▶ _TO DO_: Output the records. Match them exactly.

[Start of Attachment]

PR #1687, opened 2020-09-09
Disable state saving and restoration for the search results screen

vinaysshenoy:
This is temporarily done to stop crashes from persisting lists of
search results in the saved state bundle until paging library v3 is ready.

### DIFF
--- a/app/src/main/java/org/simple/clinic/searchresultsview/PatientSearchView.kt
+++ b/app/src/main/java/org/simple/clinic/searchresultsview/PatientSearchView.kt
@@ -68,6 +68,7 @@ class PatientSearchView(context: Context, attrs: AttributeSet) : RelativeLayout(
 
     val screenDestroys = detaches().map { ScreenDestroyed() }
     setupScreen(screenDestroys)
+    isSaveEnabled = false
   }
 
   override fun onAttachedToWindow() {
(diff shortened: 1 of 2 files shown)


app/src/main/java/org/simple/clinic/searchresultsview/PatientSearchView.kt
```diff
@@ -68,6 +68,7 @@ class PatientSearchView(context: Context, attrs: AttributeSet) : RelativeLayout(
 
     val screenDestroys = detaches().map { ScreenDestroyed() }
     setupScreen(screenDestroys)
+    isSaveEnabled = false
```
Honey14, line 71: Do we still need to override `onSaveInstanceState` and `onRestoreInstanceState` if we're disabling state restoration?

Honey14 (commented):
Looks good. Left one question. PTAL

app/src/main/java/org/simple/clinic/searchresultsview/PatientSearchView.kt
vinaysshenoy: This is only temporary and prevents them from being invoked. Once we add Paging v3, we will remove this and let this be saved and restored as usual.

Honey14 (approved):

[End of Attachment]

▶ _RESPONSE_:
PR #1687, opened 2020-09-09
Disable state saving and restoration for the search results screen

vinaysshenoy:
This is temporarily done to stop crashes from persisting lists of
search results in the saved state bundle until paging library v3 is ready.

### DIFF
--- a/app/src/main/java/org/simple/clinic/searchresultsview/PatientSearchView.kt
+++ b/app/src/main/java/org/simple/clinic/searchresultsview/PatientSearchView.kt
@@ -68,6 +68,7 @@ class PatientSearchView(context: Context, attrs: AttributeSet) : RelativeLayout(
 
     val screenDestroys = detaches().map { ScreenDestroyed() }
     setupScreen(screenDestroys)
+    isSaveEnabled = false
   }
 
   override fun onAttachedToWindow() {
(diff shortened: 1 of 2 files shown)


app/src/main/java/org/simple/clinic/searchresultsview/PatientSearchView.kt
```diff
@@ -68,6 +68,7 @@ class PatientSearchView(context: Context, attrs: AttributeSet) : RelativeLayout(
 
     val screenDestroys = detaches().map { ScreenDestroyed() }
     setupScreen(screenDestroys)
+    isSaveEnabled = false
```
Honey14, line 71: Do we still need to override `onSaveInstanceState` and `onRestoreInstanceState` if we're disabling state restoration?

Honey14 (commented):
Looks good. Left one question. PTAL

app/src/main/java/org/simple/clinic/searchresultsview/PatientSearchView.kt
vinaysshenoy: This is only temporary and prevents them from being invoked. Once we add Paging v3, we will remove this and let this be saved and restored as usual.

Honey14 (approved):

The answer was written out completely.